Anticipatory compounding, or preparing compounded medications before the actual receipt of a prescription or practitioner’s order, is an important component of pharmacy practice. It allows compounding pharmacies with a history of filling certain prescriptions to make up a larger batch and to make sure that medications will be ready when they are needed. It reduces the cost of compounded medications as economies of scale can be realized with larger batches and less waste of chemicals, dilutions, fillers, and other associated products. It also leads to more accuracy and uniformity in the finished medications as larger batches decrease the variation that will always exist from preparing multiple, smaller batches.
Compounding in anticipation is even more important in the preparation of sterile medications (i.e., injectibles and eye drops). Because a guarantee of sterility is essential, sterile compounds should be prepared far enough in advance to allow for the receipt of results from testing that is often mandated by regulatory authorities. For example, USP Chapter <797> for sterile compounding requires testing for sterility and endotoxins if a batch size consists of 25 or more units. For many of these sterile medications, test results can take up to 14 days to complete. So quality and safety is greatly enhanced if sterile compounding is completed far enough in advance so that the finished medications can be tested without delaying their availability to patients and practitioners who often have medical needs that are time sensitive.
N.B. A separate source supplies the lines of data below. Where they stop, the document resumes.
PR #1607, opened 2017-05-25
Fix the HealthCheck tests

MihaelaStoica:
The problem with these tests was that XenServerHealthCheck/ServerListHelper class is reading the server list form the user config file, and it also saves it there on every update. Although this tests eventually remove the servers added, sometimes (e.g. the test fails midway through) the added server (e.g. "host1") remained in the config file. 
With this fix, we firstly clear the server list.

### DIFF
--- a/XenAdminTests/HealthCheckTests/CredentialTests.cs
+++ b/XenAdminTests/HealthCheckTests/CredentialTests.cs
@@ -59,16 +59,26 @@ namespace XenAdminTests.HealthCheckTests
             string UserName = "User1";
             string Password = "password1";
 
-            //1. Empty list
+            // Empty list
             ServerListHelper.instance.ClearServerList();
             int conSize = 0;
             List<ServerInfo> con = ServerListHelper.instance.GetServerList();
             Assert.IsTrue(con.Count == conSize);
 
-            //2. Send credential and check result
+            //1. Empty credential 
             NamedPipeClientStream pipeClient = new NamedPipeClientStream(".", HealthCheckSettings.HEALTH_CHECK_PIPE, PipeDirection.Out);
             pipeClient.Connect();
-            string credential = EncryptionUtils.ProtectForLocalMachine(String.Join(SEPARATOR.ToString(), new[] { HostName, UserName, Password }));
+            string credential = EncryptionUtils.ProtectForLocalMachine(String.Join(SEPARATOR.ToString(), new[] { HostName, null, null }));
+            pipeClient.Write(Encoding.UTF8.GetBytes(credential), 0, credential.Length);
+            pipeClient.Close();
+            System.Threading.Thread.Sleep(1000);
+            con = ServerListHelper.instance.GetServerList();
+            Assert.IsTrue(con.Count == conSize);
+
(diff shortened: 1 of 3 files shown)


XenAdminTests/HealthCheckTests/CredentialTests.cs
```diff
@@ -58,20 +58,17 @@ public void CredentialOp()
...
             string UserName = "User1";
             string Password = "password1";
-            int conSize = ServerListHelper.instance.GetServerList().Count;
-            //1. Empty credential 
-            NamedPipeClientStream pipeClient = new NamedPipeClientStream(".", HealthCheckSettings.HEALTH_CHECK_PIPE, PipeDirection.Out);
-            pipeClient.Connect();
-            string credential = EncryptionUtils.ProtectForLocalMachine(String.Join(SEPARATOR.ToString(), new[] { HostName, null, null }));
-            pipeClient.Write(Encoding.UTF8.GetBytes(credential), 0, credential.Length);
-            pipeClient.Close();
+
```
kc284: As discussed, I think we may want to keep the original testcase and additionally ensure beforehand that the list is empty. Also, we should add the sleep before the assertion.
Now, we may want to reconsider the way we handle these nulls in the code, because the current behaviour is a bit strange. Perhaps ignore them, if we don't want to explicitly remove them.

MihaelaStoica:
@kc284 I've added some more changes, as we discussed.

XenAdminTests/HealthCheckTests/CredentialTests.cs
```diff
@@ -58,14 +58,21 @@ public void CredentialOp()
...
+            Assert.IsTrue(con.Count == conSize);
+
             //1. Empty credential 
             NamedPipeClientStream pipeClient = new NamedPipeClientStream(".", HealthCheckSettings.HEALTH_CHECK_PIPE, PipeDirection.Out);
             pipeClient.Connect();
             string credential = EncryptionUtils.ProtectForLocalMachine(String.Join(SEPARATOR.ToString(), new[] { HostName, null, null }));
             pipeClient.Write(Encoding.UTF8.GetBytes(credential), 0, credential.Length);
             pipeClient.Close();
-            List<ServerInfo> con = ServerListHelper.instance.GetServerList();
+            System.Threading.Thread.Sleep(1000);
```
Zhengchai: Why sleep hardcoded 1k second?

XenServerHealthCheck/ServerListHelper.cs
```diff
@@ -165,13 +165,28 @@ public bool UpdateServerInfo(ServerInfo server)
...
+        }
+
         public void UpdateServerCredential(string credential)
         {
             log.Info("Receive credential update message");
 
             string decryptCredential = EncryptionUtils.UnprotectForLocalMachine(credential);
             string[] decryptCredentialComps = decryptCredential.Split(SEPARATOR);
 
+            if (decryptCredentialComps.Length != 1 && decryptCredentialComps.Length != 3)
```
Zhengchai: Would this a good practice to hardcode the length inside? I am not sure, just wondering.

Anticipatory compounding is only used for those medications that are in sufficient demand to justify their compounding prior to receipt of a prescription. If a unique or unexpected prescription is received by a pharmacy, it is compounded “on-demand” and a patient or practitioner may have to wait to receive the required medication. But it is common for many expected orders to have the same formula, and these can be compounded in advance to benefit both the patient and the pharmacy.